## Exercise directions
Reproduce the records below exactly, but only between the lines holding "2. no problem" and "While purposing new", inclusive.

## Records for processing
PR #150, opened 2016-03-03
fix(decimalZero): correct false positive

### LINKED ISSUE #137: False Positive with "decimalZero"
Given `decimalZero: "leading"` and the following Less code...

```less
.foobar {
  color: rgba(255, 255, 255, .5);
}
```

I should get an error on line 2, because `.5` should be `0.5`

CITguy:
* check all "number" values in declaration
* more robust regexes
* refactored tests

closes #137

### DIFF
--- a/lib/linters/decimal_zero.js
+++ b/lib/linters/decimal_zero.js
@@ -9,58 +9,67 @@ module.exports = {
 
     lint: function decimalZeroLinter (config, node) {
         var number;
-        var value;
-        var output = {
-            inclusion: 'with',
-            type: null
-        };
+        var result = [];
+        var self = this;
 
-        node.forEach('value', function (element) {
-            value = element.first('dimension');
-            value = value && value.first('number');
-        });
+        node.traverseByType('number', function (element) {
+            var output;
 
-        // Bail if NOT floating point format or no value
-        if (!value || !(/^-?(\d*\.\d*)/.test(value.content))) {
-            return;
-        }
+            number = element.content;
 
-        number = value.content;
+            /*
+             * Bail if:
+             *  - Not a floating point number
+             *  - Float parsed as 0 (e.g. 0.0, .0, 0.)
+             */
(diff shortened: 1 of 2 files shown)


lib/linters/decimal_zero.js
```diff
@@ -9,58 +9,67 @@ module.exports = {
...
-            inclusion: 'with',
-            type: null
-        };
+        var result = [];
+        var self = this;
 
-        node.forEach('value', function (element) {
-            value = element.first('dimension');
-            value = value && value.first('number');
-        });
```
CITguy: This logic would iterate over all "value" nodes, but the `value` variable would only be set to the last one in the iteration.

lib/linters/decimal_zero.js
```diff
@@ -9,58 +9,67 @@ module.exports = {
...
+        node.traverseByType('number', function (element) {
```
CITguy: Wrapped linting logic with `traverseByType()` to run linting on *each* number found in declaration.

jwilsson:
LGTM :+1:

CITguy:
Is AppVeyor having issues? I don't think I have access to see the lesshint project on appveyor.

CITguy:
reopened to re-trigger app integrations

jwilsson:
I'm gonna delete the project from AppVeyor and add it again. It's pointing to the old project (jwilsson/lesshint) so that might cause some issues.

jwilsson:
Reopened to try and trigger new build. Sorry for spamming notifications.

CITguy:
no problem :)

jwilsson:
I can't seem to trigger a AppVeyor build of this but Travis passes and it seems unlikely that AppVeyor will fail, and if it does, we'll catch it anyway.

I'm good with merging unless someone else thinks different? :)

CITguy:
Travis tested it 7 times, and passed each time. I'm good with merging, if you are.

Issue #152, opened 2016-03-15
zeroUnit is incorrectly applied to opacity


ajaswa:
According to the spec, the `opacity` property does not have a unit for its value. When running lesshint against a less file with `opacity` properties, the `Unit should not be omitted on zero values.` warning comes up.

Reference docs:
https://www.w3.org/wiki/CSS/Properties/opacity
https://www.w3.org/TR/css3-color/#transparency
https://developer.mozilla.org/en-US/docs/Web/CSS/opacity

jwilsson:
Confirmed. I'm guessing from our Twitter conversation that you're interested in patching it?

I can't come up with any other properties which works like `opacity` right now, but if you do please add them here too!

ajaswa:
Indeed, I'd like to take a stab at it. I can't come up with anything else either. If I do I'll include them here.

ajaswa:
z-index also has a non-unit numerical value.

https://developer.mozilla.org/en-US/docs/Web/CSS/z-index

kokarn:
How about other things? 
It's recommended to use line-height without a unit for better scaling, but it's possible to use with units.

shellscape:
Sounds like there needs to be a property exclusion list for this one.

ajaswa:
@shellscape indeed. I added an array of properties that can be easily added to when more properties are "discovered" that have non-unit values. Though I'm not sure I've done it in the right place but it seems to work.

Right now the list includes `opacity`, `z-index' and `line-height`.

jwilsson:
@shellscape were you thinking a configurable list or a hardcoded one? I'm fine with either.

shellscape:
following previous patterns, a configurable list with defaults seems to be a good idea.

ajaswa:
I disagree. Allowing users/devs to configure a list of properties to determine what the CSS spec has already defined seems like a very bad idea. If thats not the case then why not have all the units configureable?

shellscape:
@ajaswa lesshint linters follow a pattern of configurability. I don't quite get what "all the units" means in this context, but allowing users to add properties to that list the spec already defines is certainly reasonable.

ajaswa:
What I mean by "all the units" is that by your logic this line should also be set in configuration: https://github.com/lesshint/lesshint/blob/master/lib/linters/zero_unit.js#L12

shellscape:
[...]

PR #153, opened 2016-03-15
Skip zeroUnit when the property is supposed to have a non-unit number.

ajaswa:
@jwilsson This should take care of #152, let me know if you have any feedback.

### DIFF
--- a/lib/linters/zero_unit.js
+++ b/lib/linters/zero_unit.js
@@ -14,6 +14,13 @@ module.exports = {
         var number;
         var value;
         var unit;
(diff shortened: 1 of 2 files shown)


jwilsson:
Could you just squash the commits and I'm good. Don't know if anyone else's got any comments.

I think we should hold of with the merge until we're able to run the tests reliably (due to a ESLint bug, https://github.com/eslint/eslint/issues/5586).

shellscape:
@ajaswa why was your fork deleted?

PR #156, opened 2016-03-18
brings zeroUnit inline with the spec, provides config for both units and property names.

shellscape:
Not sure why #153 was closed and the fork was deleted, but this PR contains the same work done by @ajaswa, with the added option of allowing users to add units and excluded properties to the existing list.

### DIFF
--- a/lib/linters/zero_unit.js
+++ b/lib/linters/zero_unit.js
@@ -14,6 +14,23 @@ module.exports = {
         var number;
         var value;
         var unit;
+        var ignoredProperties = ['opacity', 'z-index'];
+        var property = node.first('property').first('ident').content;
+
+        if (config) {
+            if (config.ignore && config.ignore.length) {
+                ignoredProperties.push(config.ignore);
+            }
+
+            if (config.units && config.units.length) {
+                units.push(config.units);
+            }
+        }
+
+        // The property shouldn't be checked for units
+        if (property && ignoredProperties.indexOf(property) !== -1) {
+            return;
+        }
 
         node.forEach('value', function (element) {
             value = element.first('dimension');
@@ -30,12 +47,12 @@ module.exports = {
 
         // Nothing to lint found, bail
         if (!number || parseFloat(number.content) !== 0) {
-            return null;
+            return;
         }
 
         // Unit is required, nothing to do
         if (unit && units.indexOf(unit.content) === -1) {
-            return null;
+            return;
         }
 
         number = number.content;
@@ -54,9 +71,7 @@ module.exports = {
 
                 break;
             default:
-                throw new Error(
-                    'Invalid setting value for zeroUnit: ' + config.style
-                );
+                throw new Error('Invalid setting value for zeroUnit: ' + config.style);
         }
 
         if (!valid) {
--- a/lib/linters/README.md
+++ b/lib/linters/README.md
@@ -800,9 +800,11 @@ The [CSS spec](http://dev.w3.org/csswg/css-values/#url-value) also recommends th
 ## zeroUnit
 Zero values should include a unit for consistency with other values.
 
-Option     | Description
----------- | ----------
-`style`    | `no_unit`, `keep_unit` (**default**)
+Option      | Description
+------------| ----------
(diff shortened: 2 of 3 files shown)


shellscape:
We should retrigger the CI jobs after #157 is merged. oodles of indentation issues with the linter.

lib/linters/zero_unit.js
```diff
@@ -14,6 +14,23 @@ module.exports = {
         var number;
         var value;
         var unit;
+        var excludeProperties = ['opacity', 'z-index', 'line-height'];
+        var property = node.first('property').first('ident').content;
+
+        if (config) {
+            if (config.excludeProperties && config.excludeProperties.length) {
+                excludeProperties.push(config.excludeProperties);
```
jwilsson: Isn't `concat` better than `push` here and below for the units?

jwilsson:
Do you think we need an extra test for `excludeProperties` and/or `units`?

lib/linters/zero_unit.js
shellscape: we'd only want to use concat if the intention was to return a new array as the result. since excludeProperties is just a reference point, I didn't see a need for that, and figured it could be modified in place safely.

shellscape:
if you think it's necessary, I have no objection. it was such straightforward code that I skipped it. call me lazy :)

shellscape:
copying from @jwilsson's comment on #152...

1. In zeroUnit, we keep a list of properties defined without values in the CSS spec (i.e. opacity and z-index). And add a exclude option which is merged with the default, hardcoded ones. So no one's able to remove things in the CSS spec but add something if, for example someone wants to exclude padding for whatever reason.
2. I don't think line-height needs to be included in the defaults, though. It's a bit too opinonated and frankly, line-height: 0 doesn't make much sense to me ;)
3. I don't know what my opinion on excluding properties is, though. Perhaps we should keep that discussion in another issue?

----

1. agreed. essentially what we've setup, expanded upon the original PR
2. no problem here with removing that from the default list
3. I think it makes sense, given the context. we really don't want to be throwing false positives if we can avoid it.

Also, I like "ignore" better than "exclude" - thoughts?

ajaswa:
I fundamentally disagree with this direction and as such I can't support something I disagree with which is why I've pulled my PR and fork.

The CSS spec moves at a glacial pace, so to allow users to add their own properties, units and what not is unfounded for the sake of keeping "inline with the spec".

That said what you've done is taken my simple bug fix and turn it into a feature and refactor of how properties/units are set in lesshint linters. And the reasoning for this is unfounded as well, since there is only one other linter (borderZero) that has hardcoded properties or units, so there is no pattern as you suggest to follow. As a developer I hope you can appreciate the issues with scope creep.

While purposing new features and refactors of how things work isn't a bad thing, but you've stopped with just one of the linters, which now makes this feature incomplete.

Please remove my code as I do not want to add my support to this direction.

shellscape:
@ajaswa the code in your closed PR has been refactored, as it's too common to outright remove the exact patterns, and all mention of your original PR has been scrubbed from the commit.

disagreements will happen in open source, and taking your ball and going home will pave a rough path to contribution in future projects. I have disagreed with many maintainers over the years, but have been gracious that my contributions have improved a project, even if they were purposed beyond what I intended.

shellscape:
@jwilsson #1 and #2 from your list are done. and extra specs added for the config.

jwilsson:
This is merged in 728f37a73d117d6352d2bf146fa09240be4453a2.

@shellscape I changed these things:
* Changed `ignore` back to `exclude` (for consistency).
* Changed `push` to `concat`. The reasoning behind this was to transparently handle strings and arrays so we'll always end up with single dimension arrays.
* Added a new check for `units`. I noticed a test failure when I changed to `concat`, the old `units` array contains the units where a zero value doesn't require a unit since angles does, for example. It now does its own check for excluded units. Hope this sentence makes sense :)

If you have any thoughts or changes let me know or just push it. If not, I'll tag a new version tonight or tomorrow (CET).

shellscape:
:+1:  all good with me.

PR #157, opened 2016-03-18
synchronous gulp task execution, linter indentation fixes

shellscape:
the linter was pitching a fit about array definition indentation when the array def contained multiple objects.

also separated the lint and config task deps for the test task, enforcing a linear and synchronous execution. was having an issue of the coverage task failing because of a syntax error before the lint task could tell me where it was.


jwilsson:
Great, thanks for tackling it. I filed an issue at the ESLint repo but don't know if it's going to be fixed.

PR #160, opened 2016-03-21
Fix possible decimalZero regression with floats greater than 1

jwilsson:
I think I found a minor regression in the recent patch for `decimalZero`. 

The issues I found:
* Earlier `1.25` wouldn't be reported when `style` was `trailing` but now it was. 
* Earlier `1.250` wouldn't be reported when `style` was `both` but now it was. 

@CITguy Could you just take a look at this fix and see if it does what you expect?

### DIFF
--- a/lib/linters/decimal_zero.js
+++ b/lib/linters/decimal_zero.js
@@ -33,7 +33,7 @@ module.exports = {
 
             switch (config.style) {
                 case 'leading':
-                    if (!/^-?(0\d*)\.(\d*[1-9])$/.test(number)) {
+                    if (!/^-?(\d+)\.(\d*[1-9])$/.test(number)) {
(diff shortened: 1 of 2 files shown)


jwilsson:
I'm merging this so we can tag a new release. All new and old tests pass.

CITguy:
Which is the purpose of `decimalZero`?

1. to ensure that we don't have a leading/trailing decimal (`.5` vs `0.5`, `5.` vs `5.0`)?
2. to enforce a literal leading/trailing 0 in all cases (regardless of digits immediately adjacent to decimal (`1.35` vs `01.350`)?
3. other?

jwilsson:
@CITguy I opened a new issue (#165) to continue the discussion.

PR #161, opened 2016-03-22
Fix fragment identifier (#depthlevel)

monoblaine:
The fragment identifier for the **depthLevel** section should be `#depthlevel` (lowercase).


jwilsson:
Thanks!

## Task solution
2. no problem here with removing that from the default list
3. I think it makes sense, given the context. we really don't want to be throwing false positives if we can avoid it.

Also, I like "ignore" better than "exclude" - thoughts?

ajaswa:
I fundamentally disagree with this direction and as such I can't support something I disagree with which is why I've pulled my PR and fork.

The CSS spec moves at a glacial pace, so to allow users to add their own properties, units and what not is unfounded for the sake of keeping "inline with the spec".

That said what you've done is taken my simple bug fix and turn it into a feature and refactor of how properties/units are set in lesshint linters. And the reasoning for this is unfounded as well, since there is only one other linter (borderZero) that has hardcoded properties or units, so there is no pattern as you suggest to follow. As a developer I hope you can appreciate the issues with scope creep.

While purposing new features and refactors of how things work isn't a bad thing, but you've stopped with just one of the linters, which now makes this feature incomplete.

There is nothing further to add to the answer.